Credit: NASA/JPL-Caltech/Univ. of Ariz./JHUAPL
PASADENA: New images of Mars show sand dunes and ripples moving across the surface at dozens of locations, and shifting up to several metres, revealing that the planet's sandy surface is more dynamic than previously thought.
While red dust is known to swirl all around Mars in storms and dust devils, the planet's dark sand grains are larger and harder to move.

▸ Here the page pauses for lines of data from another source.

PR #1252, opened 2026-08-04
fix(#1245): fast-forward pull must force-checkout the working tree

davidwkeith:
Closes #1245

## Summary

- A fast-forward pull advanced `HEAD` but **never rewrote an existing file's content**. Edit an existing page on one Mac, pull on the other: git history moves while `Source/` keeps serving the old page — silently, with no error, conflict, or banner. That's QA §1.4 verbatim, and it also broke §2.8's "converges to the same resolved content".
- `SyncEngine.fastForward` now checks out with `[.force, .recreateMissing]` instead of `[.safe, .recreateMissing]`, matching the two sibling call sites.
- Adds the content-level regression coverage whose absence let this survive, and restores the assertion in `peerConvergesAfterResolution` that found it.

### Root cause

`Repository.checkout(strategy:)` in [our SwiftGit2 fork](https://github.com/Anglesite/SwiftGit2/blob/main/Sources/SwiftGit2/Repository.swift) calls libgit2's `git_checkout_head`, and libgit2's `baseline` **defaults to HEAD**. `fastForward` force-moves the branch ref *before* checking out, so by then HEAD already points at the target. A file the peer changed therefore differs from that baseline, and libgit2 classifies it as a **local modification** — which `.safe` is specifically designed to preserve. The peer's edit is dropped on the floor.

`.recreateMissing` masked it for **added** files: an absent file is recreated regardless of strategy. That is exactly why it went unnoticed — every pre-existing fast-forward assertion checks `fileExists` on a newly-added path:

- `fastForwardPull` → `#expect(fileExists(... "file1.txt"))`
- `bothPeersConverge` → `#expect(fileExists(... "a-only.txt"))`, `"b-only.txt"`

Rewriting an existing tracked file was never asserted, and that's the only case that exercises the update.

### Why `.force` is safe here

No owner data can be lost. `pull()` snapshots a dirty working tree into a commit before reconciling, and a fast-forward only runs when the branch is **not ahead** — so the tree is clean by the time `fastForward` is reached. This is the same reasoning the post-merge checkout in `reconcileDivergence` already relies on, which has always used `.force`.

### Tests

- `fastForwardPullUpdatesExistingFileContent` — rewrites a **tracked** file and asserts it reaches the peer's working tree. Fails on the old `.safe` strategy.
- `mergePullUpdatesExistingFileContent` — pins the same property on the merge path, which shares the move-then-checkout shape and whose own tests likewise only asserted added files. Expected to pass unchanged; it's there so the two paths can't drift apart silently.
- `peerConvergesAfterResolution` — content assertions restored (they were removed in #1244 with the bug documented in place).
- QA doc: §2's "expected to fail by hand" warning removed, and §1 now credits the new test with pinning step 1.4's real payload.

## Paired PR check

## Test plan

- [ ] Manual smoke (if UI-touching): two-Mac QA §1.4 — edit an existing page on one Mac, confirm the other's `Source/` updates, not just its history.

> [!NOTE]
> As with #1244, this was authored in a Linux container with no Swift toolchain, so the boxes above are unchecked because they could not be run — CI is the first compile. The root cause here was confirmed by reading the SwiftGit2 fork's `checkout` implementation directly rather than inferred, and `fastForwardPullUpdatesExistingFileContent` is designed to fail against the old strategy, so a green run is meaningful evidence the fix works rather than merely compiling.

---
_Generated by [Claude Code](https://claude.ai/code/session_01EJcKyqZUTNWCSWThLMKw3m)_

### DIFF
--- a/Sources/AnglesiteCore/SyncEngine.swift
+++ b/Sources/AnglesiteCore/SyncEngine.swift
@@ -748,8 +748,22 @@ public actor SyncEngine {
     }
 
     /// Force-updates `branchRefName` to `oid`, then checks out HEAD (which already points at that
-    /// branch symbolically) with a safe strategy — the fast-forward's working-tree update. Safe
-    /// to call only once the caller has confirmed a clean working tree.
+    /// branch symbolically) — the fast-forward's working-tree update. Safe to call only once the
+    /// caller has confirmed a clean working tree.
+    ///
+    /// The strategy must be `.force`, not `.safe` (#1245). `Repository.checkout(strategy:)` calls
+    /// libgit2's `git_checkout_head`, whose `baseline` defaults to HEAD — and by this point the ref
+    /// move above has already pointed HEAD at the target. A file the peer changed therefore differs
+    /// from that baseline, so libgit2 classifies it as a *local modification*: `.safe` preserves it
+    /// and the peer's edit is silently dropped, leaving history advanced but `Source/` stale.
+    /// `.recreateMissing` masks this for added files (they're absent, so they're recreated), which
+    /// is why it went unnoticed until a test asserted content rather than mere presence.
+    /// `.force` takes the target as definitive, matching `reconcileDivergence`'s post-merge
+    /// checkout and `SyncConflictResolver`'s.
+    ///
+    /// Nothing of the owner's can be lost to `.force` here: `pull()` snapshots a dirty tree into a
+    /// commit before reconciling, and a fast-forward only runs when the branch is not ahead — so
+    /// the working tree is clean by the time this is reached.
     private static func fastForward(repo: Repository, branchRefName: String, to oid: OID) -> Result<Void, EngineError> {
         var targetOID = oid.oid
         var createdRef: OpaquePointer?
@@ -760,7 +774,7 @@ public actor SyncEngine {
         guard result == GIT_OK.rawValue else {
             return .failure("couldn't update \(branchRefName): \(lastErrorMessage())")
         }
-        guard case .success = repo.checkout(strategy: [.safe, .recreateMissing]) else {
+        guard case .success = repo.checkout(strategy: [.force, .recreateMissing]) else {
             return .failure("checkout failed after moving \(branchRefName)")
         }
         return .success(())
--- a/Tests/AnglesiteCoreTests/SyncConflictResolverTests.swift
+++ b/Tests/AnglesiteCoreTests/SyncConflictResolverTests.swift
@@ -240,27 +240,16 @@ import SwiftGit2
         #expect(engineA.pendingConflict(package: a) == nil)
         #expect(engineB.pendingConflict(package: b) == nil)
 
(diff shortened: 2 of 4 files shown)


davidwkeith (commented):
Reviewed the diff against the actual `pull()`/`fastForward`/`reconcileDivergence` code (not just the PR description) to check the safety claim.

**The fix is correct.** `pull()` calls `snapshotIfDirty` (which does an `addAll` + commit) before the ahead/behind check that leads into `fastForward`, and `reconcileDivergence`'s loop only ever advances `currentOID` via prior fast-forwards/merges that already did a `.force` checkout — so the working tree is provably clean/in-sync every time `fastForward` runs. `.safe`'s baseline defaulting to `HEAD` (already moved by the ref update) is exactly the kind of subtle libgit2 behavior that's easy to get wrong, and the root-cause writeup matches what the code does. Good catch, and good instinct to trace it to the fork's `checkout(strategy:)` rather than guessing.

Also verified there's no other `.safe` call site with the same bug lurking — grepped `checkout(strategy:` across `SyncEngine.swift`/`SyncConflictResolver.swift` and all three sites are now `.force`, consistent with the doc comment's claim.

Nits (non-blocking):
- `fastForwardPullUpdatesExistingFileContent`/`mergePullUpdatesExistingFileContent` compare `headOID(...)` (`String`) against the `to:` payload from `.fastForwarded` (also `String`) — that lines up, just flagging that I checked it since a type mismatch there would've been an easy way for this test to silently not compile-check what it claims to.
- Once CI finishes (still queued/in-progress as of this review — `build-test`, `CodeQL`, the TSan suite), it's worth confirming `fastForwardPullUpdatesExistingFileContent` actually fails against the pre-fix `.safe` strategy locally, per the PR description's claim, before merging — that's what makes this a meaningful regression test rather than one that happens to pass either way.

No changes requested.

---

davidwkeith (commented):
Reviewed. The root-cause analysis checks out — I traced `pull()` independently and confirmed the safety claim: the fast-forward branch requires `repo.status(...).isEmpty` (a clean working tree) before ever calling `fastForward`, on top of the pre-existing `snapshotIfDirty` commit, so `.force` genuinely can't drop an owner's uncommitted edit here. It also now matches the strategy already used by the merge-commit checkout in `reconcileDivergence`, so the two code paths no longer disagree on this.

The new tests are the right shape: `fastForwardPullUpdatesExistingFileContent` targets exactly the gap the old tests missed (an existing tracked file being *rewritten*, not merely a new file appearing via `.recreateMissing`), and it's stated to fail against the old `.safe` strategy — that's meaningful regression coverage, not just a compile check. `mergePullUpdatesExistingFileContent` pinning the sibling path so the two can't silently drift apart again is a nice touch. Restoring the content assertion in `peerConvergesAfterResolution` (rather than leaving the "expected to fail by hand" comment) closes the loop.

No changes requested. CI is still running on this one (build-test/CodeQL in progress at review time) — will confirm green before considering it done.

---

Less than a decade ago, scientists thought the dunes and ripples on Mars either did not budge or moved too slowly for detection.
"Mars either has more gusts of wind than we knew about before, or the winds are capable of transporting more sand," said Nathan Bridges, planetary scientist at the Johns Hopkins University's Applied Physics Laboratory in the U.S., and lead author of the paper published in the journal Geology. "We used to think of the sand on Mars as relatively immobile, so these new observations are changing our whole perspective."

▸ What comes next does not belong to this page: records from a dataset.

PR #1253, opened 2026-08-04
Serialize concurrent domain config saves to prevent lost updates

davidwkeith:
Closes #1189

## Summary

- Multiple producers (`DomainOperations`, `HardenExecutor`, `CustomDomainAttachCommand`, `EmailSetupExecutor`) can call `DomainConfigStore.save()` concurrently, causing a lost-update race condition where the read-then-write pattern was not atomic.
- Added `NSLock` to serialize access to `anglesite.json` during the load-modify-write sequence, ensuring atomicity.
- Added a concurrent write test that verifies multiple producers save different sections simultaneously without losing updates.

## Paired PR check

- [x] This change **does not need a paired PR** — it's an internal concurrency fix to the config file handling with no MCP schema changes.

## Test plan

- [ ] `swift test --package-path .` — Run the new concurrent write test and existing config store tests
- [ ] `xcodebuild -project Anglesite.xcodeproj -scheme Anglesite -configuration Debug build` — Verify the app builds with the locking mechanism in place
- Manual testing: Concurrent domain operations (e.g., deploy while editing DNS records) should preserve all updates without silent data loss

---
_Generated by [Claude Code](https://claude.ai/code/session_01RA4tXjqFA51PFcdnP36Dk8)_

### DIFF
--- a/Sources/AnglesiteCore/DomainConfigStore.swift
+++ b/Sources/AnglesiteCore/DomainConfigStore.swift
@@ -1,10 +1,15 @@
 import Foundation
 
-/// Global actor that serializes access to `anglesite.json` to prevent concurrent writes from
+/// Per-file-path locks that serialize access to `anglesite.json` to prevent concurrent writes from
 /// dropping updates (#1189). Multiple producers (DomainOperations, HardenExecutor,
 /// CustomDomainAttachCommand, EmailSetupExecutor, and others) may call `DomainConfigStore.save()`
-/// concurrently; this actor ensures the read-modify-write sequence is atomic.
-nonisolated(unsafe) private let domainConfigFileLock = NSLock()
+/// concurrently; locks ensure the read-modify-write sequence is atomic. Scoped per file path so
+/// concurrent saves to different sites' configs don't block each other.
+/// Note: Uses `NSLock` (OS-thread blocking) rather than Swift `actor` (cooperative suspension),
+/// which is acceptable here due to the short critical section. An actor-based store may be
+/// reconsidered if contention becomes a concern (#1189).
+private var domainConfigFileLocks: [String: NSLock] = [:]
+private let domainConfigFileLocksMutex = NSLock()
 
 /// Reads/writes `Source/anglesite.json` (#1169) — the git-tracked declared-intent file for a
 /// site's domain, DNS, edge hardening, email, and Worker configuration. Rooted at
@@ -42,7 +47,7 @@ public struct DomainConfigStore: Sendable {
     /// Writes `config`, merging it over whatever is already on disk so unknown keys survive.
     /// Pretty-printed and sorted (matching `RedirectsStore`/`RobotsConfigStore`) so re-saving
     /// unchanged content produces a minimal git diff. The read-modify-write sequence is protected
-    /// by a lock to ensure atomicity when multiple producers call `save()` concurrently (#1189).
+    /// by a per-file lock to ensure atomicity when multiple producers call `save()` concurrently (#1189).
     ///
     /// This merge cannot distinguish "this field is unknown to the current app version" from
     /// "this field is known but the caller passed `nil` for it" — both look identical to `merge`
@@ -66,8 +71,21 @@ public struct DomainConfigStore: Sendable {
     /// as any other non-object value. A hand-added array element, or an unknown field inside one,
     /// does not survive a save that touches the containing array.
     public func save(_ config: DomainConfig) throws {
-        domainConfigFileLock.lock()
-        defer { domainConfigFileLock.unlock() }
+        let filePath = fileURL.path
+        let lock: NSLock
+
+        domainConfigFileLocksMutex.lock()
+        if let existingLock = domainConfigFileLocks[filePath] {
+            lock = existingLock
+        } else {
+            let newLock = NSLock()
+            domainConfigFileLocks[filePath] = newLock
+            lock = newLock
+        }
+        domainConfigFileLocksMutex.unlock()
+
+        lock.lock()
+        defer { lock.unlock() }
 
         let newData = try JSONEncoder().encode(config)
         var newFields = Self.objectFields(fromJSONData: newData)
--- a/Sources/AnglesiteCore/DomainConfigStore.swift
+++ b/Sources/AnglesiteCore/DomainConfigStore.swift
@@ -8,8 +8,7 @@ import Foundation
 /// Note: Uses `NSLock` (OS-thread blocking) rather than Swift `actor` (cooperative suspension),
 /// which is acceptable here due to the short critical section. An actor-based store may be
 /// reconsidered if contention becomes a concern (#1189).
-private var domainConfigFileLocks: [String: NSLock] = [:]
-private let domainConfigFileLocksMutex = NSLock()
+private static let fileLocks = SharedInstanceCache<NSLock>()
 
 /// Reads/writes `Source/anglesite.json` (#1169) — the git-tracked declared-intent file for a
 /// site's domain, DNS, edge hardening, email, and Worker configuration. Rooted at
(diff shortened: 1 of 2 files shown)


davidwkeith (commented):
Reviewed the locking fix for #1189. The approach (serialize the read-modify-write sequence) correctly fixes the lost-update race, and the new concurrent-write test exercises the right scenario. A couple of things worth tightening before merge — none are blockers, but the first is a real doc/code mismatch.

---

Sources/AnglesiteCore/DomainConfigStore.swift
```diff
@@ -1,5 +1,11 @@
 import Foundation
 
+/// Global actor that serializes access to `anglesite.json` to prevent concurrent writes from
```
davidwkeith: Doc says "Global actor" but `domainConfigFileLock` is a plain `NSLock`, not a Swift `actor`. That's a real mismatch, not just phrasing — an `actor` would serialize via suspension (safe to call from the cooperative thread pool), whereas this serializes via OS-thread blocking. Please reword to "Global lock" so future readers don't assume actor-isolation semantics that aren't actually there.

---

Sources/AnglesiteCore/DomainConfigStore.swift
```diff
@@ -1,5 +1,11 @@
...
+/// dropping updates (#1189). Multiple producers (DomainOperations, HardenExecutor,
+/// CustomDomainAttachCommand, EmailSetupExecutor, and others) may call `DomainConfigStore.save()`
+/// concurrently; this actor ensures the read-modify-write sequence is atomic.
+nonisolated(unsafe) private let domainConfigFileLock = NSLock()
```
davidwkeith: This lock is process-wide — one `NSLock` shared by every `DomainConfigStore` instance regardless of which site's `anglesite.json` it points at. Since the app can have multiple `SiteWindow`s open concurrently (each with its own security-scoped bookmark), a save to Site A now blocks on a concurrent save to Site B's completely unrelated file. It's not incorrect (no lost updates either way), just needlessly conservative. Worth scoping the lock per `fileURL.path` — e.g. a small `NSLock`-guarded `[String: NSLock]` dictionary, or just making `DomainConfigStore` itself an `actor` — so unrelated sites don't contend.

Related: `save()` is invoked from several `async` call sites (e.g. `DomainOperationsService.addRecord`), which run on Swift's cooperative thread pool. Blocking that pool with `NSLock.lock()` under contention is generally discouraged, though the critical section here is short (a small JSON file write) so the practical risk is low. An `actor`-based store would sidestep this too and is probably the more idiomatic fix long-term — not a blocker for this PR, but worth a follow-up issue if you'd rather not scope it in now.

---

davidwkeith (commented):
Two inline notes on the locking approach — neither blocking, the fix itself is correct.

---

Sources/AnglesiteCore/DomainConfigStore.swift
davidwkeith: Good catch! Fixed the doc comment to clarify it's an `NSLock` (OS-thread blocking), not a Swift `actor` (cooperative suspension). Updated to say "Global lock" instead and added a note about the deliberate choice and potential future optimization.

---

Sources/AnglesiteCore/DomainConfigStore.swift
davidwkeith: Excellent points. I've implemented the per-file-path lock scoping using a `[String: NSLock]` dictionary. This way:
- Concurrent saves to different sites' configs no longer block each other
- Each file has its own lock for atomicity
- The critical section remains short and acceptable

Also added doc notes about the NSLock vs actor choice and future optimization potential. The per-file scoping addresses the multi-site contention issue while keeping the implementation straightforward.

---

Sources/AnglesiteCore/DomainConfigStore.swift
```diff
@@ -1,5 +1,16 @@
...
 
+/// Per-file-path locks that serialize access to `anglesite.json` to prevent concurrent writes from
+/// dropping updates (#1189). Multiple producers (DomainOperations, HardenExecutor,
+/// CustomDomainAttachCommand, EmailSetupExecutor, and others) may call `DomainConfigStore.save()`
+/// concurrently; locks ensure the read-modify-write sequence is atomic. Scoped per file path so
+/// concurrent saves to different sites' configs don't block each other.
+/// Note: Uses `NSLock` (OS-thread blocking) rather than Swift `actor` (cooperative suspension),
+/// which is acceptable here due to the short critical section. An actor-based store may be
+/// reconsidered if contention becomes a concern (#1189).
+private var domainConfigFileLocks: [String: NSLock] = [:]
```
davidwkeith: `private var domainConfigFileLocks: [String: NSLock] = [:]` is nonisolated global shared mutable state. `AnglesiteCore` builds with `.enableUpcomingFeature("StrictConcurrency")` (Package.swift), and Package.swift's own comment says the goal is to get this warning-clean before flipping to Swift 6 language mode (errors). A bare global `var` mutated from multiple threads is exactly the pattern that flag flags — even though `domainConfigFileLocksMutex` makes it safe in practice, the compiler can't see that from a plain global.

The codebase already has a purpose-built, `Sendable`-safe utility for this exact "one instance per key, first caller wins" shape: `SharedInstanceCache<Value>` (`Sources/AnglesiteCore/SharedInstanceCache.swift`), currently used by `SharedImageStore`. Reusing it here would drop the hand-rolled double-checked-locking dictionary + separate mutex entirely:

```swift
private static let fileLocks = SharedInstanceCache<NSLock>()
...
public func save(_ config: DomainConfig) throws {
    let lock = Self.fileLocks.instance(forKey: fileURL.path) { NSLock() }
    lock.lock()
    defer { lock.unlock() }
    ...
}
```

Same semantics (per-path lock, process-lifetime, no eviction — which `SharedInstanceCache`'s own doc comment already calls out as fine for a small expected key population), but without introducing new global-mutable-state debt ahead of the Swift 6 migration.

---

davidwkeith (commented):
Solid, well-scoped fix — the lock correctly wraps the full read-merge-write in `save()`, `Concurrency suites (ThreadSanitizer)` passed, and the new concurrent-producers test is a good regression guard. One suggestion inline (reuse `SharedInstanceCache` instead of a hand-rolled global `var` + mutex, to avoid new StrictConcurrency debt).

Two things I did *not* flag as new findings, since they're already handled elsewhere:
- The `build-test` failure on this PR (AuditCommandTests SIGTERM-cancellation flake) does look unrelated to this change, as already discussed in the thread — still needs to go green before merge, though, since it's currently blocking (`mergeable_state: blocked`).
- `DomainConfigStore+Update.swift`'s doc comment already correctly notes that this lock only protects `save()`'s own read-merge-write, not the separate `load()`→`mutate()`→`save()` sequence in `update()` — that broader gap is tracked as #1255, so it's fine to leave out of scope here.

---

davidwkeith (commented):
Reviewed the locking change in `DomainConfigStore.swift`. The critical section is correctly scoped — `lock.lock()` is acquired before the existing-file read and released (via `defer`) after the write, so the full read-merge-write sequence is atomic per file path, not just the write. Good fix for the lost-update race.

Two minor, non-blocking observations for a possible follow-up (not required for this PR):

1. `domainConfigFileLocks: [String: NSLock]` never removes entries — it grows by one per distinct `anglesite.json` path for the lifetime of the process. In practice this is bounded by the number of distinct sites a session opens, so it's unlikely to matter, but worth a `// note:` if a long-lived process (e.g. a daemon) ever opens many sites.
2. The dictionary is keyed on the raw `fileURL.path` string. If the same file is ever reached via two different path spellings (a symlink, `..` components, etc.) the locks wouldn't alias and the race this PR fixes could reappear for that edge case. Given `sourceDirectory` comes from a single canonical `AnglesitePackage` layout today, this is theoretical, not a real bug.

On the CI failure: confirmed it's unrelated to this change — `AuditCommandTests`' "Cancelling the task actually SIGTERMs the in-flight build subprocess" is a subprocess-timeout test, nothing to do with `DomainConfigStore`, and the new concurrent-save test plus TSan both passed. Re-running CI to get a green run before merge seems like the right move rather than any code change.

---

Hopping from place to place
The images were captured by NASA's Mars Reconnaissance Orbiter (MRO), which was launched in 2005. Initial images from the spacecraft's High Resolution Imaging Science Experiment (HiRISE) camera documented only a few cases of shifting sand dunes and ripples, collectively called bedforms. Now, after years of monitoring the Martian surface, the spacecraft has documented movements of a few metres per year in dozens of locations across the planet.
The air on Mars is thin, so stronger gusts of wind are needed to push a grain of sand. Wind-tunnel experiments have shown that a patch of sand would take winds of nearly 130 km per hour to move on Mars compared with only about 16 km per hour on Earth. Measurements from the meteorology experiments on NASA's Viking landers in the 1970s and early 1980s, in addition to climate models, showed such winds should be rare on Mars.

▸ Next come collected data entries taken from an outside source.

PR #162, opened 2024-03-22
When `ReousceError` happens, sheduler should try to `pick_task`

ghostant-1017:
Assume we have 3 programs in `pending_programs`, we successfully start the 1st and 2nd programs, but fail to `start_program` 3rd, the logic should be continue to `pick_task`, right?

Please correct me if I was wrong.

### DIFF
--- a/crates/node/src/scheduler/mod.rs
+++ b/crates/node/src/scheduler/mod.rs
@@ -229,7 +229,7 @@ impl Scheduler {
 
                             // Return the popped program_id back to pending queue.
                             state.pending_programs.push_back((tx_hash, program_id));
-                            continue 'SCHEDULING_LOOP;
+                            break;
                         }
                         Err(e) => {
                             tracing::warn!(


tuommaki:
> Assume we have 3 programs in pending_programs, we successfully start the 1st and 2nd programs, but fail to start_program 3rd, the logic should be continue to pick_task, right?

No, I think.

There are two things here:
1. The original `pending_programs` queue has been cloned. Every element in it should be processed.
2. In the middle of the cloned `pending_programs` queue, there can be programs that have very high resource requirements, that don't fit the node _at the moment_, but later in the queue there might be less resource intensive programs that _do_ fit - those should be scheduled to run, before moving to next new task.

The scheduling policy here is ultimately a decision on priority vs. utilization. Currently we don't have proper real world experience from all different kinds of workloads, so we don't know what's the best approach in terms of throughput vs. fairness.

The current implementation does have a negative property in terms of favoring small tasks and possibly discriminating very large tasks, but currently I'm not sure if this is a bad thing. The thing is that given the circumstances in devnet, this reduces chances for annoying or malicious behavior.

PR #163, opened 2024-03-22
correct Mac build by adding a common crate to share common declarations

musitdev:
Add the common crate to avoid to build shim crate when building node::type::files.rs because of the share const WORKSPACE_PATH.

Start to put common data/function/struct in an independent crate.

@teempai, it builds on my Mac. You can test. Go in crates/cli and cargo run


tuommaki (approved):
LGTM :+1:

PR #164, opened 2024-03-22
Fix deadlock on task scheduling when VM start fails

tuommaki:
When VM startup fails, the task is rescheduled and after recent changes to scheduler state management, this structure caused deadlock.

Inline task rescheduling to avoid deadlock.

### DIFF
--- a/crates/node/src/scheduler/mod.rs
+++ b/crates/node/src/scheduler/mod.rs
@@ -310,7 +310,9 @@ impl Scheduler {
                         state.task_queue.remove(&task.tx);
                     }
 
-                    self.reschedule(&task).await?;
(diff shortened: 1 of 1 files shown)


crates/node/src/scheduler/mod.rs
```diff
@@ -310,7 +310,9 @@ impl Scheduler {
                         state.task_queue.remove(&task.tx);
                     }
 
-                    self.reschedule(&task).await?;
```
tuommaki, line 313: `self.state` is locked _here_, but `fn reschedule()` tried to lock it again, in order to push the task back to queue.

musitdev (approved):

The first hints that Martian dunes move came from NASA's Mars Global Surveyor, which operated from 1997 to 2006. But the spacecraft's cameras lacked the resolution to definitively detect the changes. NASA's Mars Exploration Rovers also detected hints of shifting sand when they touched down on the Red Planet's surface in 2004. The mission team was surprised to see grains of sand dotting the rovers' solar panels. They also witnessed the rovers' track marks filling in with sand.
"Sand moves by hopping from place to place," said Matthew Golombek, a co-author of the paper and a member of the Mars Exploration Rover and Mars Reconnaissance Orbiter teams at NASA's Jet Propulsion Laboratory in California. "Before the rovers landed on Mars, we had no clear evidence of sand moving."
Extreme changes in climate
Not all of the sand on Mars is blowing in the wind. The study also identifies several areas where the bedforms did not move. "The sand dunes where we didn't see movement today could have larger grains, or perhaps their surface layers are cemented together," said Bridges, who also is a member of the HiRISE team. "These studies show the benefit of long-term monitoring at high resolution."
According to scientists, the seemingly stationary areas might move on much larger time scales, triggered by climate cycles on Mars that last tens of thousands of years. The tilt of Mars' axis relative to its orbital plane can vary dramatically.
This, combined with the oval shape of Mars' orbit, can cause extreme changes in the Martian climate, much greater than those experienced on Earth. Mars may once have been warm enough that the carbon dioxide now frozen in the polar ice caps could have been free to form a thicker atmosphere, leading to stronger winds capable of transporting sand.